Records from a data source:

==*==

PR #2684, opened 2025-08-28
CSS: Add custom styling/theming project to examples

ascholerChemeketa:
Two purposes:

1) We don't encourage customizing CSS, but just about everyone "in the know" does it. And many not in the know yet ask about it. So this has simplified examples of how to add custom CSS and how to do it in a way that interacts well with the theme (e.g. making use of the "primary-color" defined by the theme). No more needing to point to @oscarlevin's book as a sample. 😄 

2) There probably should be an in-house example of a fully custom theme. @trshemanske did a great exploration of creating a `tacoma-crc` (https://github.com/trshemanske/tacoma-crc) that I have pointed to in the past. But this gives us a sample of how to do so that can be kept up to date with any future changes.

### DIFF
--- a/examples/custom-theming/README.md
+++ b/examples/custom-theming/README.md
@@ -1,0 +1,24 @@
+#  Styling/Theming Samples for PreTeXt
+
+This project has samples to illustrate how the HTML output of PreTeXt can be customized. The `projects.ptx` file defines the following build targets:
+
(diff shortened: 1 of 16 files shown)


oscarlevin:
This is very helpful and well thought out.  Merged with a slightly reworded commit message.

PR #2686, opened 2025-08-31
CSS: Fix inconsistent worksheet inline headings

oscarlevin:
I was noticing some strange heading/number displays for exercises in a worksheet.  Sometimes the paragraph started inline, and other times not.  Two things were at play that are fixed here.

1. in denver and related themes, I was not including the inline-header-mixin.

In c29101d636f279412f3f7771f3d372c9c3fedf41, part of the changes removed a `display: inline` rule for 
```
.para.logical > .para:first-child
```
This meant that the first line of exercises that was in a `para logical` would be put on the next line after the exercise number.  

@ascholerChemeketa, could the removal of that rule (in `_spacing.scss`) have been unintentional? If not, then I don't know what else it was trying to fix, so I'm not sure if my adding it back in will break something else.

### DIFF
--- a/css/components/chunks/helpers/_inline-heading-mixin.scss
+++ b/css/components/chunks/helpers/_inline-heading-mixin.scss
@@ -9,16 +9,20 @@
       content: "\2009";
     }
 
-    & + .para {
+    // Following sibling also needs to be inline for heading to line up correctly
+    // For now limit to logical paragraphs and introductions as they seem to cover
+    // the plain text cases. Not clear we would want same treatment for other
+    // kinds of content
+    & + :is(.para, .para.logical, .introduction) {
       display: inline;
-    }
-
-    & + .introduction {
-      display: inline;
-    }
-
-    & + .introduction > .para:first-child {
-      display: inline;
+      // possible first child that is the actual text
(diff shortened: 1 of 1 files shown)


ascholerChemeketa:
The comment in the original line (`// make sure first para child of logical paragraphs doesn't get extra space`) indicates that rule was about preventing extra space. That effect is no longer needed based on the other changes in c29101d636f279412f3.

Normally `.para`s are blocks. I think it is best to leave `.para.logical > .para:first-child` the same unless there is a clear reason to change it and then try to limit where that is changed.

What about adding something like:
```scss
    & + .para.logical > .para:first-child {
      display: inline;
    }
 ```

To the `_inline-heading-mixin`. There is a similar construct for introductions there. We could combine the two into something like:

```scss
    // Following sibling also needs to be inline for heading to line up correctly
    // For now limit to logical paragraphs and introductions as they seem to cover
    // the plain text cases. Not clear we would want same treatment for other
    // kinds of content
    & + :is(.para, .para.logical, .introduction) {
      display: inline;
      // possible first child that is the actual text
      & > .para:first-child {
        display: inline;
        }
    }
 ```

PR #2688, opened 2025-09-04
HTML banner customization variables

ascholerChemeketa:
Subtitle and byline may not always make sense to render in banner.

Sample reasons someone may want them off:
* Long subtitle
* Lots of authors (physical space issues)
* Book is more a collection of content than an authored work

This adds publisher variables to disable rendering of both items in the banner. And reduces by 2 the number of reasons for someone to ask about how to add custom CSS to their project. 😄

### DIFF
--- a/examples/sample-article/publication.xml
+++ b/examples/sample-article/publication.xml
@@ -144,6 +144,9 @@ along with PreTeXt.  If not, see <http://www.gnu.org/licenses/>.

==*==

◆ TASK STATEMENT ◆
Please work out how many lines in the data include "opened"; write that number only.

◆ ANSWER SECTION ◆
3